Image of a cell

Severo Ochoa

  • National Medal of Science
  • Biological Sciences

For important contributions to biochemistry and molecular biology, discoveries that contributed greatly to our understanding of the mechanisms for energy generation within a cell, the mechanism whereby proteins are synthesized within a cell and the elucidation of the genetic code.

Severo Ochoa won the Nobel Prize in 1959 for discovering an enzyme that can synthesize RNA, an essential component for protein production in cells. Ochoa’s ground-breaking discovery opened new doors into understanding hereditary genes.

Ochoa, born in Spain, began medical school at the University of Madrid at the young age of 17. He received a medical degree from the university in 1929 but was not interested in practicing medicine. Research was his passion.

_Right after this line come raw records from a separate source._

PR #452, opened 2026-02-10
[RFC-006] Phase 1: Add RBAC Metadata Infrastructure for Authorization

nitinahuja89:
Implements Phase 1 of RFC-006 by adding metadata infrastructure for Role-Based Access Control. This lays the groundwork for MongoDB-compatible authorization without modifying enforcement logic.

### DIFF
--- a/pg_documentdb/sql/rbac/builtin_roles--0.111-0.sql
+++ b/pg_documentdb/sql/rbac/builtin_roles--0.111-0.sql
@@ -1,0 +1,152 @@
+-- builtin_roles--0.111-0.sql
+-- Built-in Role Definitions
+-- Populates the roles table with standard DocumentDB built-in roles
+
+SET search_path TO documentdb_api_catalog, documentdb_core;
+
+-- Built-in Role: readWrite
+-- Provides read and write access to all collections in any database
+INSERT INTO documentdb_api_catalog.roles (document)
+SELECT documentdb_core.bson_json_to_bson('
+{
+  "_id": {"$oid": "6587f191e810c19729de8601"},
+  "role": "readWrite",
+  "is_builtin": true,
+  "description": "Provides read and write access to all collections",
+  "privileges": [
+    {
+      "resource": {"db": "", "collection": ""},
+      "actions": ["find", "insert", "update", "remove"]
+    }
+  ],
+  "roles": []
+}')
+WHERE NOT EXISTS (
+    SELECT 1 FROM documentdb_api_catalog.roles
+    WHERE document->>'role' = 'readWrite'
+);
+
+-- Built-in Role: read
+-- Provides read-only access to all collections in any database
+INSERT INTO documentdb_api_catalog.roles (document)
+SELECT documentdb_core.bson_json_to_bson('
+{
+  "_id": {"$oid": "6587f191e810c19729de8602"},
+  "role": "read",
+  "is_builtin": true,
+  "description": "Provides read-only access to all collections",
+  "privileges": [
+    {
+      "resource": {"db": "", "collection": ""},
+      "actions": ["find"]
+    }
+  ],
+  "roles": []
+}')
+WHERE NOT EXISTS (
+    SELECT 1 FROM documentdb_api_catalog.roles
+    WHERE document->>'role' = 'read'
+);
+
+-- Built-in Role: dbAdmin
+-- Provides database administration privileges
+INSERT INTO documentdb_api_catalog.roles (document)
+SELECT documentdb_core.bson_json_to_bson('
+{
+  "_id": {"$oid": "6587f191e810c19729de8603"},
+  "role": "dbAdmin",
+  "is_builtin": true,
+  "description": "Provides database administration privileges",
+  "privileges": [
+    {
+      "resource": {"db": "", "collection": ""},
+      "actions": [
+        "find", "insert", "update", "remove",
+        "createCollection", "dropCollection",
+        "createIndex", "dropIndex",
+        "collMod", "collStats", "dbStats",
+        "listCollections", "listIndexes"
+      ]
+    }
+  ],
+  "roles": []
+}')
+WHERE NOT EXISTS (
+    SELECT 1 FROM documentdb_api_catalog.roles
+    WHERE document->>'role' = 'dbAdmin'
+);
+
+-- Built-in Role: userAdmin
+-- Provides user and role administration privileges
+INSERT INTO documentdb_api_catalog.roles (document)
+SELECT documentdb_core.bson_json_to_bson('
+{
+  "_id": {"$oid": "6587f191e810c19729de8604"},
+  "role": "userAdmin",
+  "is_builtin": true,
+  "description": "Provides user and role administration privileges",
+  "privileges": [
+    {
+      "resource": {"db": "", "collection": ""},
+      "actions": [
+        "createUser", "dropUser", "updateUser",
+        "createRole", "dropRole", "updateRole",
+        "grantRole", "revokeRole",
+        "viewUser", "viewRole"
+      ]
+    }
+  ],
+  "roles": []
+}')
+WHERE NOT EXISTS (
+    SELECT 1 FROM documentdb_api_catalog.roles
+    WHERE document->>'role' = 'userAdmin'
+);
+
+-- Built-in Role: root
+-- Superuser role with all privileges (inherits from readWrite, dbAdmin, and userAdmin)
+INSERT INTO documentdb_api_catalog.roles (document)
+SELECT documentdb_core.bson_json_to_bson('
+{
+  "_id": {"$oid": "6587f191e810c19729de8605"},
+  "role": "root",
+  "is_builtin": true,
+  "description": "Superuser role with all privileges",
+  "privileges": [
+    {
+      "resource": {"db": "", "collection": ""},
+      "actions": [
+        "find", "insert", "update", "remove",
+        "createCollection", "dropCollection",
+        "createIndex", "dropIndex",
+        "collMod", "collStats", "dbStats",
+        "listCollections", "listIndexes", "listDatabases",
+        "createUser", "dropUser", "updateUser",
+        "createRole", "dropRole", "updateRole",
+        "grantRole", "revokeRole",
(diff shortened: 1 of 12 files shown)


pg_documentdb/sql/rbac/copy_role_grants--0.111-0.sql
```diff
@@ -0,0 +1,64 @@
...
+                WHEN r.rolname = 'documentdb_admin_role' THEN 'dbAdmin'
+                WHEN r.rolname = 'documentdb_user_admin_role' THEN 'userAdmin'
+                WHEN r.rolname = 'documentdb_root_role' THEN 'root'
+            END AS role_name,
+            'admin' AS database_name  -- Default to admin database for existing grants
+        FROM pg_auth_members am
+        JOIN pg_roles r ON r.oid = am.roleid
+        JOIN pg_roles u ON u.oid = am.member  -- Join to get username from member OID
+        WHERE r.rolname IN (
+            'documentdb_readwrite_role',
```
mehulj94, line 37: nit: maybe we can call this just "readwrite". Basically remove documentdb and role from the rolename

pg_documentdb/src/commands/users.c
```diff
@@ -1351,6 +1364,102 @@ IsCallingUserExternal()
 }
 
 
+/*
+ * PgRoleToMongodbRole maps PostgreSQL role names to DocumentDB role names
+ * for updating the RBAC metadata system.
+ */
+static const char *
+PgRoleToMongodbRole(const char *pgRole)
```
mehulj94, line 1372: if we store readWrite as the role name, then we dont need this lookup, will prevent string comparisons etc.

pg_documentdb/src/commands/users.c
```diff
@@ -1351,6 +1364,102 @@ IsCallingUserExternal()
...
+{
+	if (strcmp(pgRole, "documentdb_readwrite_role") == 0 ||
```
DeepakSPemmaraju, line 1374: Can we just compare with ApiReadWriteRole? It's value is supposed to be documentdb_readwrite_role anyways. Same question for the other mappings

pg_documentdb/src/commands/users.c
```diff
@@ -1351,6 +1364,102 @@ IsCallingUserExternal()
...
+	ExtensionExecuteQueryViaSPI(incrementVersion, readOnly, SPI_OK_SELECT, &isNull);
+}
+
+
+/*
+ * UpdateRbacMetadataForRevoke updates the RBAC metadata system by removing role grants.
+ * This should be called before dropping a user to remove all their role grants.
+ */
+static void
+UpdateRbacMetadataForRevoke(const char *username)
```
DeepakSPemmaraju, line 1444: Should we rename this UpdateRbacMetadataForDrop and have a separate method for Revoke? If I revoke a role from a user and don't drop the role entirely, I'm thinking we shouldn't delete the role from the roles table.

pg_documentdb_core/sql/rbac/001_metadata_tables.sql
```diff
@@ -0,0 +1,118 @@
...
+-- Create index on role name for efficient lookups
+-- Uses BSON arrow operator to extract 'role' field from document
+CREATE INDEX IF NOT EXISTS idx_roles_name 
+    ON documentdb_api_catalog.roles((document->>'role'));
+
+
+-- Grant access to user_roles table
+-- userAdmin and root can manage user role assignments
+GRANT SELECT, INSERT, UPDATE, DELETE ON documentdb_api_catalog.user_roles 
+    TO documentdb_user_admin_role, documentdb_root_role;
```
DeepakSPemmaraju: This roles doesn't exist in SQL yet, so we'll need to create it in this PR to do this grant

nitinahuja89: I have already removed this for now since they roles did not exist. We will do these grants once we add these roles. This should be included in the next commit I make.

pg_documentdb/sql/rbac/builtin_roles--0.111-0.sql
```diff
@@ -0,0 +1,150 @@
...
+-- Built-in Role Definitions
+-- Populates the roles table with standard DocumentDB built-in roles
+
+-- Built-in Role: readWrite
+-- Provides read and write access to all collections in any database
+INSERT INTO documentdb_api_catalog.roles (document)
+SELECT documentdb_core.bson_from_json('
+{
+  "_id": {"$oid": "6587f191e810c19729de8601"},
+  "role": "readWrite",
```
DeepakSPemmaraju, line 13: should we call this what its actually called in the system "documentdb_readwrite_role"? Same question for all the other roles below

pg_documentdb/sql/rbac/builtin_roles--0.111-0.sql
```diff
@@ -0,0 +1,150 @@
+-- 002_builtin_roles.sql
+-- Built-in Role Definitions
+-- Populates the roles table with standard DocumentDB built-in roles
+
+-- Built-in Role: readWrite
+-- Provides read and write access to all collections in any database
+INSERT INTO documentdb_api_catalog.roles (document)
+SELECT documentdb_core.bson_from_json('
+{
+  "_id": {"$oid": "6587f191e810c19729de8601"},
```
DeepakSPemmaraju, line 12: How are we getting this value? Same question for all the other roles below

pg_documentdb/sql/rbac/copy_role_grants--0.111-0.sql
```diff
@@ -0,0 +1,60 @@
+-- copy_role_grants--0.111-0.sql
```
seoc01, line 1: I don't know if we would want this to run during install, as it copies all users permissions into the mongo roles table, this seems like a choice an admin would want to make, and since we don't mirror any future changes from the pg_roles table, it feels like it could be confusing.

pg_documentdb/sql/rbac/metadata_tables--0.111-0.sql
```diff
@@ -0,0 +1,95 @@
+-- metadata_tables--0.111-0.sql
+-- RBAC Metadata Tables for RFC-006 Implementation
+-- Creates the core metadata infrastructure for RBAC
+
+SET search_path TO documentdb_api_catalog, documentdb_core;
+
+-- Table to track database-scoped role grants
+-- DocumentDB grants roles per-database: grantRolesToUser("alice", [{role: "readWrite", db: "sales"}])
+CREATE TABLE IF NOT EXISTS documentdb_api_catalog.user_roles (
+    username TEXT NOT NULL,           -- DocumentDB username (PostgreSQL role with LOGIN)
```
seoc01, line 10: Should we use OID to avoid issues with reusing names?

pg_documentdb/sql/rbac/metadata_tables--0.111-0.sql
```diff
@@ -0,0 +1,95 @@
...
+'Database scope for this role grant. User has this role only on this specific database.';
+
+-- Create index for database-level queries
+-- Note: username lookups use the PRIMARY KEY (username is leftmost column)
+CREATE INDEX IF NOT EXISTS idx_user_roles_database
+    ON documentdb_api_catalog.user_roles(database_name);
+
+-- Metadata versioning table for cache invalidation
+-- Stale cache can be detected by comparing cached version with current version
+CREATE TABLE IF NOT EXISTS documentdb_api_catalog.metadata_version (
```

Ochoa held researching stints in Germany, Spain and the United Kingdom before moving to the United States in the 1940s. He became a U.S. citizen in 1956. In 1959 he shared the Nobel Prize for physiology or medicine with Arthur Kornberg, who had done similar research in DNA.

RNA and DNA are the substances that bear an organism’s genetic code, and the pioneering work by the scientists greatly expanded the understanding of how those substances are formed.

In the U.S. Severo taught and researched at Washington University in St. Louis and at New York University’s School of Medicine, where he became head of the biochemistry department in 1954.